The Ambonese people resisted the Dutch colonization until the beginning of the 19th century. However, their resistance did not help in preventing the Dutch conquering the Indonesian Archipelago and suppressing uprisings of local ethnic groups against the colonialists. Due to its far-sighted policy, the Ambonese people have achieved a privileged position in Indonesia since the mid-19th century. Many of them were Europeanized, adopted Christianity, the wealthy townspeople were legally equated with the ruling colonizers, and they were involved in state and military services. For such loyalty, the Ambonese authorities were nicknamed "black Dutch".

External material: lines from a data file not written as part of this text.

PR #495, opened 2026-08-10
Fix Round 22: lookups that report "no data" when the data is there

gasvn:
Round 22 of the role-play test harness. Three researcher personas (computational neuroscience / tauopathies, environmental toxicology / PFAS, clinical biochemical genetics / metabolomics) worked real research questions end-to-end; every reported issue was re-run through `tu run` before being queued, and most were discarded.

The theme of what survived verification: **a tool answers a well-formed question with a successful-looking empty or wrong result.** That reads to the caller as "this evidence does not exist" rather than "you asked the wrong way" — it ends the investigation instead of correcting it.

### 1. `HPA_get_rna_expression_in_specific_tissues` reported "No data" for tissues HPA does publish

Read HPA's tissue-*enrichment* summary (`RNA tissue specific nTPM`), which contains only the few tissues a gene is classified as enriched in — not the ~50-tissue panel. Every other tissue came back as `expression_level: "No data"`.

```
tu run HPA_get_rna_expression_in_specific_tissues '{"ensembl_id":"ENSG00000186868","tissue_names":["cerebral cortex","cerebellum","liver"]}'
```
- Before: `cerebral cortex -> matched_tissue "Not found", expression_level "No data"`, while HPA holds 147.9 nTPM for it (the sibling `HPA_get_rna_expression_by_source` returns it). `available_tissues_sample` listed only `["brain","skeletal muscle"]`.
- After: `cerebral cortex 147.9 (Very high)`, `cerebellum 139.1`, `liver 0.6`, each with the `source_field` it came from.

Same change also fixes a hard failure: `{"ensembl_id":"ENSG00000135823","tissue_names":["cerebral cortex","basal ganglia","midbrain","cerebellum"]}` (STX6, a PSP GWAS locus) previously errored with `"No RNA tissue expression data available for this gene"`; it now returns all four brain regions.

Now queries the per-tissue `t_RNA_<tissue>` columns — the same correction already applied to the sibling `HPAGetRnaExpressionBySourceTool` in Fix-R4A-2. An unmatched tissue now says the *name* was unrecognized rather than implying the gene is not expressed.

### 2. `disease_target_score` returned zero targets for a retired Open Targets datasource ID

Open Targets renamed `ot_genetics_portal` to `gwas_credible_sets` without keeping an alias, so the stale ID matched nothing and produced a successful empty result.

```
tu run disease_target_score '{"efoId":"MONDO_0019037","datasourceId":"ot_genetics_portal","pageSize":100}'
```
- Before: `total_targets_with_scores: 0`, empty `target_scores` — reading as "PSP has no genetic evidence".
- After: 23 targets, `datasource: "gwas_credible_sets"`, strongest first (MOBP 0.69, MAPT 0.62, STX6 0.57), plus a `datasource_rename_note` disclosing the substitution.

Three related changes to the same tool (and its nine datasource variants):
- The retired `chembl` -> `clinical_precedence` rename is handled the same way (already documented as confirmed-live in `opentarget_tools.json`).
- **Results are now sorted by score, strongest first.** The tool paginates under a 25s wall-clock budget, so a truncated run previously returned an arbitrary unordered subset — `tu run expression_atlas_disease_target_score '{"efoId":"MONDO_0019037","pageSize":15}'` returned 124 rows in API order with the top scorer buried; it now returns them sorted, so "the strongest targets" is actually obtainable.
- When a result is genuinely empty, the response now lists the datasource IDs the disease *does* have. Those IDs were already in the rows just scanned, so it costs nothing. `tu run disease_target_score '{"efoId":"MONDO_0019037","datasourceId":"not_a_real_source","pageSize":100}'` now returns `available_datasources: [clinical_precedence, europepmc, eva, expression_atlas, genomics_england, gwas_credible_sets, impc, uniprot_literature, uniprot_variants]` instead of a bare empty success.

### 3. RefMet name lookups failed on standard clinical metabolite names

`refmet/name/` is exact-match only, so names used in every clinical and HMDB context returned empty even when RefMet knows the compound under its own shorthand.

```
tu run MetabolomicsWorkbench_search_compound_by_name '{"input_value":"Octanoylcarnitine"}'
```
- Before: `{"status":"success","data":[],"message":"No results found. RefMet requires exact metabolite names..."}` — for the primary biomarker of MCAD deficiency.
- After: the full `CAR 8:0` record (CID 11953814, `RM0154093`, exact mass 287.209659) plus a `name_resolution_note` disclosing the resolution.

Falls back to RefMet's own `refmet/match/` synonym endpoint. Class-level terms still return the existing guidance message (`{"input_value":"ceramide"}` is unchanged), and the resolution is reported rather than applied silently.

### 4. `metabolights_search_studies` ignored its own query

The MetaboLights API accepts a `query` parameter and silently discards it, so every search returned the same first N accessions by ID.

```
tu run metabolights_search_studies '{"query":"acylcarnitine","size":5}'
```
- Before: `["MTBLS1","MTBLS2","MTBLS3",...]` — the numerically-first studies, identical for every query, with `status: "success"`.
- After: `["MTBLS12655","MTBLS14407","MTBLS13382","MTBLS13730","MTBLS10509"]`, `total_hits: 113`.

Routed through EBI Search, which indexes the same studies and honours the query. A no-hit search now says so and surfaces EBI's spelling suggestion. The tool's description previously documented the broken behaviour instead of fixing it; the now-dead pass-through paths in `_build_url`/`_build_params` and the client-side pagination branch were removed.

### 5. `AOPWiki_list_aops` had no way to search

The tool took no parameters and returned all ~600 AOPs, so finding the pathways for a chemical or endpoint meant pulling the whole list and grepping client-side.

```
tu run AOPWiki_list_aops '{"search":"thyroid"}'
```
- Before: no `search` parameter existed; the call returned every AOP.
- After: 20 thyroid AOPs including the two that matter for PFAS — 152 (transthyretin interference) and 8 (hepatic nuclear receptor induced TH catabolism).

Added to both `aopwiki_tool.py` and `data/aopwiki_tools.json` — the loader reads the JSON, so updating only the decorator config would have left the parameter undiscoverable in `tu info` even though it worked at runtime.

### 6. `openalex_literature_search` wrote non-JSON to stdout

A bare `print()` on the success path emitted `[OpenAlex] Retrieved N papers for keywords: '...'` ahead of the JSON, breaking `json.loads` for any programmatic consumer. No sibling literature tool does this. Routed to the module logger, along with two other stray prints in the same file.

## Test changes

`tests/unit/test_disease_target_score_pagination.py` used `chembl` as its fixture datasource — an ID retired upstream in favour of `clinical_precedence`, which the new remap correctly rewrites, so the fixture matched nothing. Moved to the current ID (the rename is already documented as confirmed-live in `opentarget_tools.json`) and added regression tests for the remap, the sort order, and the available-datasources hint.

## Verification

- `tu test` passes on every changed tool: `HPA_get_rna_expression_in_specific_tissues`, `disease_target_score`, `expression_atlas_disease_target_score`, `MetabolomicsWorkbench_search_compound_by_name`, `MetabolomicsWorkbench_get_refmet_info`, `metabolights_search_studies`, `metabolights_list_studies`, `AOPWiki_list_aops`, `AOPWiki_get_aop`, `openalex_literature_search` (15/15 examples).
- 213 targeted unit + integration tests covering every changed module pass.
- `ruff check` under the project config: clean. `ruff format --check`: no changed line is misformatted.

### DIFF
--- a/src/tooluniverse/aopwiki_tool.py
+++ b/src/tooluniverse/aopwiki_tool.py
@@ -42,11 +42,23 @@ def _aopwiki_not_found(result: Any) -> bool:
             "List Adverse Outcome Pathways (AOPs) from AOPWiki. Returns AOP IDs, "
             "titles, and short names. AOPs describe causal chains from molecular "
             "initiating events through key events to adverse outcomes, used in "
-            "toxicology and risk assessment."
+            "toxicology and risk assessment. Pass `search` to keep only AOPs whose "
+            "title or short name contains a keyword (e.g. 'thyroid', 'PPAR', "
+            "'steatosis') -- AOPWiki publishes ~600 AOPs, so an unfiltered list is "
+            "rarely what you want. Use AOPWiki_get_aop on a returned ID for its key "
+            "events, stressor chemicals, and causal relationships."
         ),
         "parameter": {
             "type": "object",
-            "properties": {},
+            "properties": {
+                "search": {
+                    "type": "string",
+                    "description": (
+                        "Case-insensitive keyword to filter AOPs by title or short "
+                        "name. Omit to return every AOP."
+                    ),
+                },
+            },
         },
         "settings": {"base_url": _BASE, "timeout": 30},
     },
@@ -85,7 +97,33 @@ class AOPWikiListTool:
         except Exception as e:
             return {"status": "error", "error": f"AOPWiki API error: {e}"}
 
-        return {"status": "success", "data": aops}
+        # AOPWiki's /aops.json has no server-side keyword filter, so filter the
+        # fetched list here rather than making callers pull ~600 AOPs and grep.
+        search = str(arguments.get("search") or "").strip().lower()
+        if not search:
+            return {"status": "success", "data": aops}
+
+        matches = [
+            a
+            for a in aops
+            if search in str(a.get("title") or "").lower()
+            or search in str(a.get("short_name") or "").lower()
+        ]
+        result = {
+            "status": "success",
+            "data": matches,
+            "count": len(matches),
+            "total_aops": len(aops),
+            "search": arguments.get("search"),
+        }
+        if not matches:
+            result["note"] = (
+                f"No AOP title or short name contains '{arguments.get('search')}'. "
+                f"Searched all {len(aops)} AOPs. Try a broader keyword (AOPWiki "
+                "titles use terms like 'thyroid', 'PPAR', 'steatosis', "
+                "'neurotoxicity'), or omit `search` to list every AOP."
+            )
+        return result
 
 
 @register_tool(
--- a/src/tooluniverse/data/aopwiki_tools.json
+++ b/src/tooluniverse/data/aopwiki_tools.json
@@ -2,10 +2,15 @@
   {
     "name": "AOPWiki_list_aops",
     "type": "AOPWikiListTool",
-    "description": "List Adverse Outcome Pathways (AOPs) from AOPWiki. Returns AOP IDs, titles, and short names. AOPs describe causal chains from molecular initiating events through key events to adverse outcomes, used in toxicology and risk assessment.",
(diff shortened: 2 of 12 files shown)


gasvn:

During the Indonesian National Revolution war for the Independence of Indonesia in 1945–1949, large groups of Ambonese people, especially members of the colonial army, emigrated to the Netherlands and New Guinea.

 Economy 

At present, the Ambonese people are considered one of the most developed peoples of Indonesia, belong to the class of local intellectuals. Mostly engaged in the production for sale of spices such as carnation and nutmeg, as well as sago as a food source. Since the 17th century, they were producers of nutmeg; which led to the conquest of the Dutch colonial in Ambon Island and its surrounding region in 1605 as an attempt to monopolized the nutmeg trade, and finally the Amboyna massacre. Developed fishery, agriculture, horticulture and small trades are also means of earning a living. Ambonese craftsmen work in various industries such as pottery, blacksmithing, weapons making, shipbuilding, carving on tortoiseshell shell and mother of pearl, making ornamental crafts from buds of carnation, weaving boxes and mats from strips of palm leaves. Traditionally, they serve in the army and the administrative sector.

 Social structure 

The Ambonese people live in traditional rural communities, called Negri and headed by a starosta called raja. Communities are divided into territorial-related groups called soa, which, in turn, unites the patrilineal clans that are called mata ruma. Marriages are concluded only within confessional groups. For the Ambonese people, they have been traditionally characterized by patrilocal marriage settlement. Relations between members of the community are regulated by traditional norms of behavior called adat, coming from the customs of the ancestors. Today the adat largely regulates matter on family, hereditary, land law, as well as on elections for leadership positions.

 Culture and lifestyle 

A typical Ambonese village consists of about 1,500 people who live in houses made of materials from woven sago leaves or plastered bamboo, wood, coral stones, on stone foundations; they cultivate surrounding hillsides. Traditional rural settlements of Ambonese people are located on the shore and have a linear layout. Houses are built on stilts.

 Clothings 
Men adopted modern European style clothing, and only on special occasions they would wear short jackets and black trousers. Women also wear thin blouse or small-patterned sarong with black color for the older women and the younger women wear bright colored cotton dresses up to knee-length.

 Food 
The basis of the diet of Ambonese people is a porridge of sago starch, vegetables, taro, cassava, and fish. The inhabitants of the Ambon Island also have access to imported rice.

 Music 
The Ambonese people have rich musical folklore, many of which have absorbed many European musical elements, for example, the Ambonese quadrille (katreji) and the songs of the lagoon, accompanied by a violin and with a lap steel guitar. As of traditional musical instruments such as the 12 gongs, drums, bamboo flute (efluit), xylophone (tatabuhan kayu'') and Aeolian harp are included.